Just something to keep in mind when advising our clients on loans…
Sara Masey, similar to Chelsea in many ways except, possibly, for the rave, chimed in with similar experience working on tons of deals in Southern California.
I do agree that there is a trade-off. Going through a broker -– you definitely have “a live person” to go to with questions and status updates.
With banks — Bank of America, Countrywide, etc. -– they are completely under-staffed and you rarely speak to the same person twice so it is very frustrating not only to the clients but to the Realtors as well. You think you have fulfilled their underwriting requirements and then receive another list a few days before loan docs are to be in escrow — asking for some of the same items as on the previous list even though those items were already sent.
And here is the original summary of Ron’s article…
From: Glenn Kelman
Sent: Saturday, April 04, 2009 6:46 PM
Subject: Broker vs. Direct to Lender? NYT Recommends Going Direct
The NYT published a piece today arguing that consumers may get a better deal going direct to a lender rather than a mortgage broker.
Here’s the practical upshot:
- Lenders often offer lower fees: The U.S. government last year published a study of 7,560 30-year fixed-rate FHA mortgages that closed in 2001. When mortgage brokers were involved, consumers paid $300 to $425 in fees, “other loan characteristics being equal.”
- Brokers are getting cut out: Chase no longer works with mortgage brokers, limiting their ability to shop for the best loan.
- Take a weekday off to compare rates all at the same time: the NYT recommends picking one type of loan, say a 30-year fixed-mortgage, and comparing prices all on the same day, so rates don’t change. Who to call: credit union; a few community banks; a big national bank; the bank that has your checking account; your current lender (refi only); a mortgage broker
- Get a straight answer on how a broker is paid: if you’re using a broker, ask point-blank if his or her yield-spread premium (what the bank pays the broker) would be lower if you were in a different loan.
- Ask the mortgage broker if he guarantees the rate and costs in a good faith estimate (GFE): one broker quoted in the article says, “If I’m wrong on my good faith estimate, then I pay you.” If your broker won’t eat any costs beyond the GFE projection, he’s playing you.

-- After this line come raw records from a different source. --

PR #2298, opened 2015-10-30
Fix networking tests to work with new API in engine rc4 

dnephin:
Update tests to work with https://github.com/docker/docker/pull/17536


shin-:
LGTM :+1:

- Ask the broker to sign a document promising to be your fiduciary: a fiduciary is someone who is legally liable if she does not put your interests ahead of her own. This may not be practical advice, since most consumers aren’t comfy writing their own contract, though it could be a simple letter: “In signing this document, I agree to act in the next 60 days as [Client Name]’s fiduciary in investigating and recommending a loan, putting his interests ahead of my own.” Of course, a real estate agent should also be a fiduciary.
Regarding #2, we here at Redfin would probably also add that it is probably a good idea when buying an REO to call the bank selling the property; some banks require buyers to get a pre-approval at least from their own lending arm, and there may be less hassle over the assessment…
So now Chelsea is sitting in my office, and we both agree that if you work with a lender directly instead of a mortgage broker, you can save a few hundred dollars in fees but you need to make sure the loan officer doesn’t screw up your closing. Thanks to Ron for doing the original research, and to Chels and Sara for providing some juicy local insight. Let us know if you’d like to hear more of these discussions, as we can start posting plenty more from the knowledge-base to the blog.
In the meantime, what has your experience been comparing mortgage brokers to lenders?